The team found 13 genes that turned on when rice plants were grown in nitrogen-poor soil; five led to a fourfold or greater boost in nitrogen uptake. They inserted an extra copy of one of the genes, known as OsDREB1C, into a rice variety called Nipponbare that’s used for research. They also knocked out the gene in other individual rice plants. Greenhouse experiments by Shaobo Wei and Xia Li of CAAS showed plants without the gene grew less well than control plants, whereas those with extra copies of OsDREB1C grew faster as seedlings and had longer roots.

Good nutrition was one reason: Isotopic tracers revealed the plants with extra copies of OsDREB1C took up extra nitrogen through their roots and moved more of it to the shoots. The modified plants were also better equipped for photosynthesis; they had about one-third more chloroplasts, the photosynthetic organelles within plant cells, in their leaves and roughly 38% more RuBisCO, a key enzyme in photosynthesis. Planted in the field over 2 to 3 years, the enhanced rice gave higher yields at three sites in China with climates ranging from temperate to tropical.

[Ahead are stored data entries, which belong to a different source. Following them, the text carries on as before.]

PR #906, opened 2022-09-12
Compatibility layer overhaul

pcercuei:
Switch to using dynamic loading of symbols.

Instead of linking the compatibility library to the Libiio v1.x library,
it will now dlopen() the v1.x library. This makes it possible to wrap
functions that changed their prototype in the new library, for instance
iio_device_create_buffer().

The compatibility library also now covers the whole Libiio v0.x API.


compat.c
```diff
@@ -176,59 +657,1456 @@ ssize_t iio_scan_context_get_info_list(struct iio_scan_context *ctx,
...
+	blk->info = NULL;
+	blk->ctx_cnt = iio_scan_context_get_info_list(blk->ctx, &blk->info);
 
-		free(info->description);
-		free(info->uri);
+	return blk->ctx_cnt;
+}
+
+struct iio_context_info *iio_scan_block_get_info(
+		struct iio_scan_block *blk, unsigned int index)
```
nunojsa, line 687: nit:

```
struct iio_context_info *
iio_scan_block_get_info(struct iio_scan_block *blk, unsigned int index);
```

compat.c
```diff
@@ -176,59 +657,1456 @@ ssize_t iio_scan_context_get_info_list(struct iio_scan_context *ctx,
...
 	}
 
-	free(list);
+	return blk->info[index];
 }
 
-const char *
-iio_context_info_get_description(const struct iio_context_info *info)
+struct iio_scan_block *iio_create_scan_block(
+		const char *backend, unsigned int flags)
```
nunojsa, line 698: ditto...

compat.c
```diff
@@ -176,59 +657,1456 @@ ssize_t iio_scan_context_get_info_list(struct iio_scan_context *ctx,
...
+  static void f(void)
+#ifdef _WIN64
+#define _CONSTRUCTOR(f) __CONSTRUCTOR(f, "")
+#else
+#define _CONSTRUCTOR(f) __CONSTRUCTOR(f, "_")
+#endif
+#elif defined(__GNUC__)
+#define _CONSTRUCTOR(f) static void __attribute__((constructor)) f(void)
+#else
+#define _CONSTRUCTOR(f) static void f(void)
```
nunojsa, line 2097: I might be missing something but how is compat_lib supposed to be initialized in this case?

compat.c
```diff
@@ -176,59 +657,1456 @@ ssize_t iio_scan_context_get_info_list(struct iio_scan_context *ctx,
...
+	}
+
+#define FIND_SYMBOL(lib, symbol) \
+	do { \
+		ctx->symbol = iio_dlsym(lib, #symbol); \
+		if (!ctx->symbol) { \
+			fprintf(stderr, "Unable to find symbol: %s\n", #symbol); \
+			err = -ENOENT; \
+			goto err_dlclose; \
+		} \
```
nunojsa, line 1916: I honestly do not know if we can ever get any strange issue but according to the `dlsym()` man page, the proper way to handle errors is:

```
dlerror(); 
ctx->symbol = iio_dlsym(lib, #symbol);
if (dlerror()) {
     /* error handling */
}

```

Apparently in some weird cases it's actually expected that `dlysm()` returns NULL

compat.c
```diff
@@ -4,37 +4,508 @@
...
+
+		dev_compat = (void *)((uintptr_t)compat
+				      + sizeof(*compat)
+				      + i * sizeof(*dev_compat));
+		dev_compat->nb_channels = nb_channels;
+		dev_compat->is_tx = iio_device_is_tx(dev);
+
+		IIO_CALL(iio_device_set_data)(dev, dev_compat);
+
+		dev_compat->nb_kernel_buffers = 4;
```
nunojsa, line 403: nit: I guess we could do this before calling `iio_device_set_data()`...

nunojsa (commented):
Just some minor stuff...

compat.c
```diff
@@ -4,37 +4,508 @@
...
+	char *(*iio_strdup)(const char *);
+	void (*iio_strerror)(int, char *, size_t);
+	void (*iio_prm_printf)(const struct iio_context_params *params,
+			       unsigned int msg_level,
+			       const char *fmt, ...);
+};
+
+static struct compat *compat_lib_ptr;
+
+#define IIO_CALL(fn) (*compat_lib_ptr->fn)
```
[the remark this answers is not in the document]
pcercuei: There is a reason why it's done this way: `__VA_ARGS__` must have at least one argument.

So this:
`#define IIO_CALL(fn, ...) (*compat_lib_ptr->fn)(__VA_ARGS__)`

would make it impossible to call like this:
`IIO_CALL(iio_get_backends_count);`

iio-debug.h has the same problem and gets around it with some black magic. But in this case it seemed smarter to define `IIO_CALL` like that.

compat.c
pcercuei: My man page says `On failure, they return NULL`.

compat.c
```diff
@@ -4,37 +4,508 @@
...
+	int err;
+
+	nb_devices = IIO_CALL(iio_context_get_devices_count)(ctx);
+
+	for (i = 0; i < nb_devices; i++) {
+		dev = IIO_CALL(iio_context_get_device)(ctx, i);
+		nb_channels = IIO_CALL(iio_device_get_channels_count)(dev);
+
+		size += sizeof(struct iio_device_compat)
+			+ nb_channels * sizeof(struct iio_channel_compat);
```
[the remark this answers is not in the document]
pcercuei: I am the first one to use this pattern, when the variable is the target of the allocation.
In this case, `dev_compat` and `chn_compat` are used much later in the code, it felt strange for me to use them there...

But I don't really mind, if it gets this PR reviewed, I'm happy to change it.

compat.c
pcercuei: Right. I guess it would make more sense to use an `#error` and only enable the compat library with supported compilers.

compat.c
pcercuei: Nevermind, I overlooked it.

Anyway... I honestly think we can ignore this case. I can assure it will never happen. Programs are loaded at address 0x0 on Linux, unless requested otherwise during the linking phase with e.g. `-Wl,-Ttext-segment=0x10000000`. In both cases, the run-time linker will load the shared libraries at a higher address; so I do not see any possible case where we get a symbol at address 0x0.

compat.c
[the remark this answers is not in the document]
nunojsa: Ahh I remember I also had to do some magic in the adrv9002 stream example... I guess this is because we cannot tak gnu extensions as granted? IIRC, with the extension we don't have this constrain.

compat.c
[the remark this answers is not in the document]
nunojsa: no need to change... I don't really have any strong feeling either

compat.c
nunojsa: Agree...

compat.c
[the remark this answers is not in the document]
pcercuei: Yes, for instance Visual Studio does not have the GNU extensions ;)

compat.c
nunojsa: I'll just paste the man page

``` text
There are several scenarios when the address of a global symbol is NULL.  For example, a symbol can be placed at
zero address by the linker, via a linker script or with --defsym command-line option.  Undefined weak symbols also have NULL value.  Finally, the symbol value may be the result of a GNU  indirect  function  (IFUNC) resolver function that
returns NULL as the resolved value.  In the latter case, dlsym() also returns NULL without error.  However, in the former
two cases, the behavior of GNU dynamic linker is inconsistent: relocation processing succeeds and the symbol can be
observed to have NULL value, but dlsym() fails and dlerror() indicates a lookup error.
```
I guess the above is likely not to happen with us but OTOH, the code for handling this properly is not *so* horrible so I would probably play safe in here.

That said, is really up to you... I won't be pushing for this

dynamic-unix.c
```diff
@@ -26,7 +26,8 @@ void * iio_dlsym(void *lib, const char *symbol)
 {
 	void *ptr;
 
+	dlerror();
 	ptr = dlsym(lib, symbol);
 
-	return ptr ? ptr : iio_ptr(-EINVAL);
+	return (ptr || !dlerror()) ? ptr : iio_ptr(-EINVAL);
```
nunojsa, line 32: nit: maybe this would make it more simple?

`return dlerror() ? iio_ptr(-EINVAL) : ptr;`

nunojsa (approved):
LGTM

dynamic-unix.c
pcercuei: Well, is it in the spec that dlerror() returns NULL when dlsym() suceeds?

nunojsa: `dlerror() returns NULL if no errors have occurred since initialization or since it was last called.`

I guess this is why we first call it before calling `dlysm()` so it's internal state is cleaned...

pcercuei: Hmmmk. Fixed.

nunojsa (approved):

Importantly, the researchers also transformed a high-yielding rice variety often planted by farmers by adding an extra copy of the gene. These modified modern rice plants produced up to 40% more grain per plot than did controls, the researchers report. “That’s a big number,” says Pam Ronald, a rice geneticist at the University of California, Davis. “Amazing.”

As in the greenhouse experiments, the modified plants in the field boasted both bigger grains and more of them. “What they’ve done is to take a very good [rice variety] and shown they can make it better,” says Steve Long, a plant physiologist at the University of Illinois, Urbana-Champaign, who adds that the result is a “lot more convincing” than improving a research variety.

The modified plants also flowered sooner, which can offer advantages depending on the environment. For example, farmers might grow more crops per season or harvest crops before damaging summer heat sets in. However, although the modified Nipponbare flowered up to 19 days earlier, the widely farmed variety of rice bloomed just 2 days earlier.

To demonstrate broader potential, the team added the rice OsDREB1C gene to a research variety of wheat and found the same types of effects. OsDREB1C and similar genes are present not just in rice, wheat, and other grasses, but also in broad-leaved plants. The researchers discovered comparable outcomes from adding an extra copy to the well-studied mustard plant called Arabidopsis. That’s consistent with a common role across the plant kingdom, suggesting other kinds of crops might be amenable to yield boosts from this modification.

Transgenic crops such as the rice Zhou’s team made are unacceptable to some consumers. But Zhou and colleagues say the same yield boost could be accomplished by editing the plant’s own genes, which in some countries is now more lightly regulated than transgenic engineering. Another benefit is that increasing nitrogen efficiency of crops could lessen pollution of streams and lakes from excess fertilizer that runs off fields, Ronald says. And improved photosynthesis will be vital for adding to global food supplies, notes Steven Kelly of the University of Oxford in a commentary. “You can get huge jumps if you’ve got the right transcription factor,” Long says. “I’m sure there’ll be more.”